How do I create padded batches in Tensorflow for tf.train.SequenceExample data using the DataSet API?

Marijn Huijbregts picture Marijn Huijbregts · Aug 30, 2017 · Viewed 13.3k times · Source

For training an LSTM model in Tensorflow, I have structured my data into a tf.train.SequenceExample format and stored it into a TFRecord file. I would now like to use the new DataSet API to generate padded batches for training. In the documentation there is an example for using padded_batch, but for my data I can't figure out what the value of padded_shapes should be.

For reading the TFrecord file into the batches I have written the following Python code:

import math
import tensorflow as tf
import numpy as np
import struct
import sys
import array

if(len(sys.argv) != 2):
  print "Usage: createbatches.py [RFRecord file]"
  sys.exit(0)


vectorSize = 40
inFile = sys.argv[1]

def parse_function_dataset(example_proto):
  sequence_features = {
      'inputs': tf.FixedLenSequenceFeature(shape=[vectorSize],
                                           dtype=tf.float32),
      'labels': tf.FixedLenSequenceFeature(shape=[],
                                           dtype=tf.int64)}

  _, sequence = tf.parse_single_sequence_example(example_proto, sequence_features=sequence_features)

  length = tf.shape(sequence['inputs'])[0]
  return sequence['inputs'], sequence['labels']
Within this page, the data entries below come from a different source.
PR #5576, opened 2018-11-13
ci: test Node.js 6, 8, 10 and 11

DanielRuf:
## Description

## Specific Changes proposed
`lts/*` uses only the last LTS branch but not the others. Currently Node.js 6, 8 and 10 are LTS. See https://github.com/nodejs/Release/blob/master/README.mdy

sess = tf.InteractiveSession()

filenames = tf.placeholder(tf.string, shape=[None])
dataset = tf.contrib.data.TFRecordDataset(filenames)
dataset = dataset.map(parse_function_dataset)
# dataset = dataset.batch(1)
dataset = dataset.padded_batch(4, padded_shapes=[None])
iterator = dataset.make_initializable_iterator()

batch = iterator.get_next()

# Initialize `iterator` with training data.
training_filenames = [inFile]
sess.run(iterator.initializer, feed_dict={filenames: training_filenames})

print(sess.run(batch))

The code works well if I use dataset = dataset.batch(1) (no padding needed in that case), but when I use the padded_batch variant, I get the following error:

TypeError: If shallow structure is a sequence, input must also be a sequence. Input has type: .

Can you help me figuring out what I should pass for the padded_shapes parameter?

(I know there is lots of example code using threading and queues for this, but I'd rather use the new DataSet API for this project)

Answer

Zaher Wanli picture Zaher Wanli · Aug 30, 2017

You need to pass a tuple of shapes. In your case you should pass

dataset = dataset.padded_batch(4, padded_shapes=([vectorSize],[None]))

or try

dataset = dataset.padded_batch(4, padded_shapes=([None],[None]))

Check this code for more details. I had to debug this method to figure out why it wasn't working for me.